Mike was on a diet, which annoyed me. Not because he was on a diet, but because he was cheating and lying about it. He was on the Complan and he claimed to have, “just a bowl of soup’ for his lunch. I was suspicious so I asked Bonny, from the kitchen, about it. Bonny’s eyes flashed, and although I couldn’t see any steam I heard it venting from her head, “bowl of soup? bowl of soup? He has at least three courses, and as many extra puddings as he can cram down his fat gob.” It was as I expected.

I should explain Mike’s lunch routine, it’s going to be important to what follows. Drunk or sober, Mike always went down to the kitchen for lunch where there was a table reserved for staff. The Head (Tom D.) had his lunch there, who Mike liked to hobnob with. I went once, which was once too often. Mike always put on his uniform jacket for the occasion.

In those days our uniform consisted of a grey suit. Mostly we just wore the trousers; wee John and I, who were working jannies, wore the traditional brown dustcoats, mine festooned with costume jewellery. Why? Somebody lost a broach, which I put on my dustcoat with the idea that they’d see it and claim it. People started to give me jewels, eventually I had quite a collection. Yes, I was an arse then too. Mike’s jacket, which lived on the back of his chair, was festooned too, not with tasteful baubles but with union badges and the like. He always wore it to lunch.

Which gave me the idea — one jacket looked much like another; wee John’s was much smaller than Mike’s. A substitution might be arranged? So for the rest of the week we indulged in banter along the following lines:

——Are you sure you’re on a diet? You look like you’re putting on weight.

Come Friday the switch was made. Care was taken to ensure that the badges were correctly positioned and the contents of his pockets were transfered across. Just before lunch wee John and I took up position. Me at the counter, wee John bottom-perched on an apex of the filing cabinet in an attempt to assuage the wrath of his bum-grapes. Wee John was a martyr to his piles. Mike donned the jacket.

There was a slight pause as his arm extended out of the sleave more than usual but it was just a blip. The penny half dropped as he tried to get the other arm in, he took the jacket off and held it up. He turned it back and forth. Another attempt was made which failed in a similar manner.

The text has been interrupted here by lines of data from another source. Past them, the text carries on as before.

PR #7098, opened 2026-09-09
issue-1751: [Filestore] Add support for concurrent allocations in persistent storage by TWriteBackCache

e673:
### Notes
Pending request serialization into persistent storage inside a lock section is a bottleneck that limits the maximal throughput when using write-back cache. The PR address this issue and implements concurrent serialization by moving serialization outside lock secions.

### Issue


cloud/filestore/libs/vfs_fuse/write_back_cache/write_data_request_manager.cpp
```diff
@@ -209,19 +184,26 @@ NProto::TError TWriteDataRequestManager::Init(
 
 bool TWriteDataRequestManager::HasPendingRequests() const
 {
-    return !PendingRequests.Empty();
+    return !PendingRequests.Empty() || !AllocatedRequests.Empty() ||
+           !SerializingRequests.Empty();
```
SvartMetal, line 188: HasPendingRequests, HasAllocatedRequests, HasSerializedRequests

cloud/filestore/libs/vfs_fuse/write_back_cache/write_data_request_manager.cpp
```diff
@@ -209,19 +184,26 @@ NProto::TError TWriteDataRequestManager::Init(
...
 }
 
 bool TWriteDataRequestManager::HasPendingOrUnflushedRequests() const
 {
-    return !UnflushedRequests.Empty() || !PendingRequests.Empty();
+    return HasPendingRequests() || !UnflushedRequests.Empty();
```
SvartMetal, line 193: HasUnflushedRequests

cloud/filestore/libs/vfs_fuse/write_back_cache/write_data_request_manager.cpp
```diff
@@ -246,74 +234,198 @@ ui64 TWriteDataRequestManager::GetMaxUnflushedSequenceId() const
...
+        pendingRequest->Status = EPendingWriteDataRequestStatus::Removed;
+
+        while (!CancelSerializingRequests.empty() &&
+               CancelSerializingRequests.front()->Status ==
+                   EPendingWriteDataRequestStatus::Removed)
+        {
+            CancelSerializingRequests.pop_front();
         }
+
+        return AllocPendingRequestsInPersistentStorage();
```
SvartMetal, line 315: Let's add a comment

cloud/filestore/libs/vfs_fuse/write_back_cache/write_data_request_manager.cpp
```diff
@@ -246,74 +234,198 @@ ui64 TWriteDataRequestManager::GetMaxUnflushedSequenceId() const
...
+                return false;
+            }
+
+            request->Status = EPendingWriteDataRequestStatus::Removed;
+            SerializingRequestsRemove(request.get());
+            return AllocPendingRequestsInPersistentStorage();
+        }
+        case EPendingWriteDataRequestStatus::CancelSerializing:
+        case EPendingWriteDataRequestStatus::Removed:
+            return true;
```
SvartMetal, line 425: Impossible event and return false?

SvartMetal (changes requested):

cloud/filestore/libs/vfs_fuse/write_back_cache/write_data_request_manager.cpp
e673: Added

cloud/filestore/libs/vfs_fuse/write_back_cache/write_data_request_manager.cpp
e673: Added

cloud/filestore/libs/vfs_fuse/write_back_cache/write_data_request_manager.cpp
e673: This code was removed

e673:
AI review

> I'll pull the PR, its description and comments, then go through the diff for the issues you listed.Now the state, cache and storage code around the changed paths.I reviewed the branch tip (`848bb59`, 7 commits — the PR page still showed only `e6b5f3e`; later commits changed things like making `SerializeToAllocation` noexcept and reverting the metric split, so the PR description is now partly stale).
> 
> ## Verdict
> 
> No memory-safety bug or broken invariant found. The core design holds up:
> 
> - **Serialization outside the lock is safe.** The `TPendingWriteDataRequest` being serialized is pinned: it's owned by `TNodeCache::PendingRequests` (deque of `unique_ptr`, stable address), and every destruction path is now gated — `PopBackUnallocatedPendingRequest` checks `HasAllocation()`, `DequeuePendingRequest` only fires for the committed front (which must be `Serialized`, set under the lock by the same thread), `DropCachedData` bails on pending requests, and `DeleteNodeState` requires `Cache.Empty()`.
> - **memcpy is bounded.** `TMemoryOutput::DoWrite` does `Y_ENSURE(end <= End_)` before the `memcpy`, and the `Exhausted()` check catches under-fill; the `catch(...)` converts overflow into `false`. `Crc32c` covers exactly `[AllocationPtr, +AllocationByteCount)`, matching what the ring buffer computes in `Commit(ptr)`.
> - **Ring buffer tolerates multiple incomplete allocations.** `EraseFreeEntriesFromFront` stops at entries still in `EntryMap`, migration/pos-reset require `Empty()`, and no code path touches the data region of an incomplete entry under the lock while another thread writes it.
> - **Back-popping invariant is correct.** Allocation always takes `UnallocatedPendingRequests.Front()`, so all allocated requests have lower sequence ids than all unallocated ones; hence the node's back pending request is the global back unallocated one (the `Y_ABORT_UNLESS` in `FailAllUnallocatedPendingRequests` holds) and popping from the back until an allocated one is hit removes exactly the unallocated set.
> - Dropping `TriggerFlushAll(false)` for the backpressure case is fine: backpressure implies `>1` flush batch, which already forces `FlushRequested`.
> 
> ## Problems worth fixing
> 
> **1. Manual unlock/relock instead of RAII** — `write_back_cache_state.cpp:909-913`
> ```cpp
> guard.GetMutex()->ReleaseWithoutProcessingQueuedOperations();
> bool serializationSucceeded = pendingRequest->SerializeToAllocation();
> guard.GetMutex()->Acquire();
> ```
> This only works because `SerializeToAllocation` is `noexcept`; if anything in that window ever throws, `~TGuard` releases an unheld `TAdaptiveLock`. `util/system/guard.h` already has `TInverseGuard`/`TInverseLockOps` for exactly this. A small ops struct (`Acquire → q->Acquire()`, `Release → q->ReleaseWithoutProcessingQueuedOperations()`) and `TInverseGuard<TQueuedOperations, TPostponingOps> unguard(guard.GetMutex());` in a nested scope makes it exception-safe and self-documenting. Passing `TGuard<TQueuedOperations>&` into `ProcessPendingRequests` just to reach `QueuedOperations` (a member) is then unnecessary.

I've removed `ReleaseWithoutProcessingQueuedOperations` and replaced it with `Release` because it is worth running scheduled operations before serialization. Now `Unguard` is used.

Also I've removed `noexcept` from `SerializeToAllocation`. 

> **2. New abort path via `Deserialize`** — `write_data_request_manager.cpp:283-289`
> `GetNextReadyCachedRequest` round-trips a freshly serialized in-memory request through `TCachedWriteDataRequest::Deserialize` (a function whose contract is "return nullptr on bad on-disk data") and then `Y_ABORT_UNLESS(cachedRequest != nullptr)`. The old code constructed `TCachedWriteDataRequest` directly and had no failure mode. Today this is only unreachable because `ValidateWriteDataRequest` rejects zero-length writes upstream; `TWriteBackCacheState::AddWriteDataRequest` itself does not validate. Construct directly from `AllocationPtr`/`AllocationByteCount` and keep `Deserialize` for `Init()`.

I don't see the reason for this change.

> **3. `break` in the ReleaseHandle loop skips unrelated handles** — `write_back_cache_state.cpp:502-516`
> When one handle still has (allocated) pending requests, `break` exits the whole `while (!HandlesWithReleaseRequests.empty())` loop, so ReleaseHandle requests on *other* handles of the node are not failed in this round either. If the state is truly "impossible" that's tolerable, but the intent reads as "skip this handle", not "stop processing". Iterate with an explicit iterator and skip only the offending handle.

I've added a comment there.

> **4. Dead code** — `write_back_cache_state.cpp:101-105`
> `RequestManager.AddRequest` always returns a `make_unique` result; the `if (!pendingRequest) { SetFailedFlag(); ... }` branch can't execute.

Removed.

> **5. `noexcept` catch handler can itself throw** — `write_data_request.cpp:1075-1080`
> `"..." + CurrentExceptionMessage()` allocates inside a `noexcept` function's catch block; on `bad_alloc` that's `std::terminate`. Given the user-facing contract ("returns false on failure"), either report a static message or build the string before the `Report*` call in a `try`. Minor.

I've removed `noexcept`.

> **6. Metric semantics silently changed**
> Every request now transits the pending queue, so `PendingQueue_Count`/`ProcessedCount`/`MaxTime`/`ProcessedTime` include allocation+serialization of *every* write, not only writes blocked by full storage/backpressure. That's exactly why the original `fs_ut` failed in CI (it inferred backpressure from `pendingQueueCount == 1`) and why all the `ProcessedCount` expectations in `write_back_cache_state_ut.cpp` changed. Dashboards/alerts on `PendingQueue_*` will see the same shift; the "unnecessary MaxTime alerts" comment in `FlushFailed` now applies to a different population. The description still says a separate combined metric was added — it was reverted in `b27103e9`; update the description or reinstate the split.

I will update the PR description.

> **7. Failure order is now newest-first**
> `FailNodeUnallocatedPendingRequests`/`FailAllUnallocatedPendingRequests` pop from the back, so the guest sees errors in reverse sequence order. Harmless for correctness, but a behaviour change worth a sentence in the description.

It doesn't affect the logic.
I will update the PR description.

> ## Tests
> 
> - **`MultiThreadedReadWriteTest` hangs instead of failing.** All waits are `GetValueSync()` and the destructor does `Drain().Wait()`. If the cache ever enters the failed state (whose design is "hang everything"), the test blocks until the harness kills it, with no diagnostic. `stopRequested` can't help a thread parked in `GetValueSync()`. Use `Wait(timeout)` + `UNIT_ASSERT`, and bound the drain.

Done.

> - **The risky path (iovecs) isn't covered.** The whole point of the lock release is reading guest memory (`iovec.GetBase()`) outside the lock; the MT test only uses `SetBuffer`. A `ZeroCopyWriteEnabled = true` variant of the same test would exercise the lifetime argument in the `FlushFailed` comment.

Done.

> - **`ShouldDropBackpressuredRequestOnFlushFailure`** only has an unallocated pending request, so it doesn't verify the new claim that allocated requests *survive* `FlushFailed`. `write_data_request_manager_ut` can drive allocation step-by-step; a state-level test would need to interleave, but at minimum the manager-level survival could be asserted.

I've rewritten the test - `ShouldNotDropAllocatedRequestsOnFlushFailure`

> - `ShouldCommitRequestsInSequenceWhenSerializationCompletesOutOfOrder` is good and reproduces the intended ordering; nit: the comment line "requests are committed in global FIFO order." is duplicated (`write_data_request_manager_ut.cpp:~470`).

Done.

> - The rewritten `fs_ut` test is deterministic as far as I can trace (backpressure is set before the promise event is queued; the first flush is blocked so `unflushed == i` holds), so the earlier CI failure should be resolved — but the second CI run for the branch tip wasn't finished when I looked; confirm it's green.

Ack.

> ## Nits / design notes
> 
> - Typo: "Pending requests cannot exist **it** this case" (`write_back_cache_state.cpp:1059`).

Fixed.

> - `GetNextAllocatedPendingRequest()` actually *performs* the allocation; `TryAllocNextPendingRequest()` reads better.

Renamed.

> - `UpdateStats`: `Max(maxPending, maxAllocated)` is always the allocated front when it exists (it's older by construction); a one-liner picking `Allocated.Front()` else `Unallocated.Front()` is clearer.

Changed.

> - `friend class TWriteDataRequestManager` pokes four private fields of `TPendingWriteDataRequest`; a `SetAllocation(char*)` plus const getters would keep the "set under lock" rule visible in the interface.

I don't like the code bloat after this change.

> - `HasPendingRequests()` is now test-only.

No, it is called from `HasPendingOrUnflushedRequests()`

> - With `ReleaseWithoutProcessingQueuedOperations`, queued events (promise completions, `ScheduleFlushNode`) are drained by whichever thread next calls `Release()`. Nothing depends on the queueing thread, but note that a `ReadData` completion thread (via `UnpinCachedData → ProcessPendingRequests`) can now both serialize other threads' writes and run flushes inline. That's inherent to the work-stealing design; just worth stating in the PR so latency changes on the read path aren't a surprise.

Queued operations are now executed before serialization so it will not affect the latency.

SvartMetal (approved):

——I told you were putting on weight, you don’t even fit into your jacket now.

——Perhaps Complan is fattening.

——Sure has porked Mike up.

At this point we started laughing and Mike realized what we’d done. He chucked the jacket on the floor.

——You f____ b____.

He stormed out without a jacket but in compensation he sported a head like a giant tomato. I decided to make myself scarce — He would have sensed that this was my idea and would have made me suffer. (He once made me clean the boiler house at St. Oswald’s, the janitorial version of being sent to the gulags, after I’d put up posters of him dressed as a clown collecting for red nose day labeled: Mad Cow Disease — shock new findings.

——Tell him I’ve been sent to North Merchy. I said over my shoulder as I headed for the pub.

My only regret is that we didn’t loosen the seams.